Tuesday, January 26, 2010

Behind the Scenes of The Fine Brothers

I often get asked about how we arrange interviews and I will write an entry soon on how that process happens. This particular interview was probably our most unconventional. I think I received a note via our Facebook profile that said, "When is it our turn?". I didn't even know The Fine Brothers knew our show existed, so I was completely flattered to receive the note. We happened to have an open production date, so I wrote back, "How about next week?" and we were off and running. We also shot this episode in mid-November 2009, so it has been on our back burner because we had premieres or finales to coincide with on other shows. I am happy we were able to finally bring this episode to you since The Fine Brothers offered the most brutally honest take on what is happening in the web space. You have to remember that they were early adopters to the web arena even before YouTube existed. It's hard to imagine that YouTube didn't exist until February 2005. It has become a part of our daily internet landscape and The Fine Brothers have found great success on the site.
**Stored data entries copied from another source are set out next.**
PR #3711, opened 2026-05-04
[runtime/iouring/waker] add loom model

andresilva:
This PR adds loom coverage for the runtime io_uring waker, which coordinates producer-side publishes and out-of-band wakes with loop-side `eventfd`/`futex` parking through a packed atomic state word. The tests model the production sequence and wait-bit state with loom atomics, replace kernel wake surfaces with loom-visible `futex` and `eventfd` models, and use a minimal queued-request model so missing release/acquire synchronization around request publication can be caught.

The models cover the main wakeup paths: `publish` publishing to `pending`, `wake` publishing to `clear_wait`, armed `publish`/`wake` races through the `eventfd` path, fully-idle `futex` parking, `eventfd` wake deduplication, sticky unarmed wakes, final-handle drop wakeups, sequence wraparound, and repeated loop drain cycles. They also include deterministic generated producer programs for producer-only, `eventfd`-loop, and `futex`-loop histories.

The goal is to make the waker's concurrency contract explicit: every published submission must be observed exactly once, pure wakes must not advance the submission sequence, wait targets must be cleared after wakeup, unarmed wakes must not queue `eventfd` readiness, `eventfd` readiness must be coalesced and acknowledged correctly, and queue writes made before `publish`/`wake` must be visible after the loop observes `pending` or resumes through `clear_wait`.

Depends on #3692.

### DIFF
--- a/runtime/src/iouring/waker.rs
+++ b/runtime/src/iouring/waker.rs
@@ -1322,11 +1322,6 @@ mod loom_tests {
         }
     }
 
-    // Number of deterministic `ProducerOp` programs to generate per test.
-    const GENERATED_CASES: usize = 8;
-    // Number of operations in each generated `ProducerOp` program.
-    const OPS_PER_PROGRAM: usize = 3;
-
     #[test]
     fn publish_pending_pairing() {
         // `publish` must make the producer's earlier enqueue-side write visible
@@ -1868,7 +1863,7 @@ mod loom_tests {
     #[test]
     fn generated_producer_only_programs() {
         // Generate deterministic producer-only programs before entering loom,
-        // then model each case with four concurrent producers. Each producer
+        // then model each case with two concurrent producers. Each producer
         // runs a short sequence of `publish()` and out-of-band `wake()` calls
         // without any loop thread consuming them.
         //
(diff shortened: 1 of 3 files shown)


runtime/src/iouring/waker.rs
```diff
@@ -113,9 +122,36 @@ impl Drop for ArmGuard<'_> {
...
+
+/// Loom-only model of the waker state.
+///
+/// Loom cannot observe real futexes, eventfds, or io_uring CQEs, so this
+/// variant keeps the same packed atomic state as the production waker and
+/// replaces the kernel wake surfaces with userspace condvar models. The goal is
+/// to model the producer/loop atomic protocol closely enough for loom to
+/// explore memory orderings and wake races. It is not a model of kernel CQE
+/// ordering, `io_uring_enter`, or wake-poll rearm behavior.
+#[cfg(feature = "loom")]
```
patrick-ogrady, line 141: I’m tempted to suggest putting the real impl in a single block before the loom impl rather than interleaving but won’t block on it.

patrick-ogrady (dismissed):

I hope you all take in the advice that Benny and Rafi are offering. It may not always apply to your show, but you can adapt it to fit your production. They were open enough to offer up some of the things they have done wrong and where they need to diversify. Listen to their words carefully, it might help you avoid some of the missteps they made on their way to success. I am also interested in watching how this all plays out for everyone in the next few years. I hope many of you can be supported solely by new media and that there is a greater understanding from the studios with how to utilize and promote internet content.

Now to some things that wound up on the cutting room floor: one more serious, and one more fun. First, I questioned them quite intensely on the issues that YouTube has with their view counter. Why does it freeze in the 300 view range? I understand that YouTube wants to make sure that they are qualified views and not some auto-generated program to bump up the hit count, but The Web Files has experienced view counts frozen for up to 3 months. You never get those views that you missed counted again. It is one of the main reasons we switched over to Blip because we are getting a more accurate read of what our views are, what everyone is enjoying, and what type of content drives them to our site. They defended YouTube and I would expect them too as their success has been driven by the YouTube viewer and as a partner, they have access to customer service representatives. This venue has worked for them, but it may not work for everyone as YouTube becomes saturated with content.

On to the fun! I wore a shirt that quotes an Oscar winning film that I received when I worked the 2007 Academy Award exhibit, Meet the Oscars. I wore it in honor of their hit, Movie Spoilers: Oscar Edition. Many of you know I am a huge Oscar geek because I used to do media work over at the Kodak Theatre, so I am a walking encyclopedia of knowledge. I thought I might try and stump them with my t-shirt. "Well, la-dee-da!" What Best Picture film is that from? The Oscar geek in me was happy to stump them. Do you know what movie it is from? First correct guess wins an NAIAS souvenir gift pack. Comment below and check out the episode if you missed it. Wednesday brings a new episode with Casey McKinnon and Rudy Jahchan of A Comicbook Orange.


  1. Yes! DM me on Twitter with your address. I will send it out on Monday. :)

  2. I want to see The Web Files: Secrets From The Cutting Room floor episodes sometime : )

  3. You know what? That is a GREAT idea. I will have to pass that on to Sandra.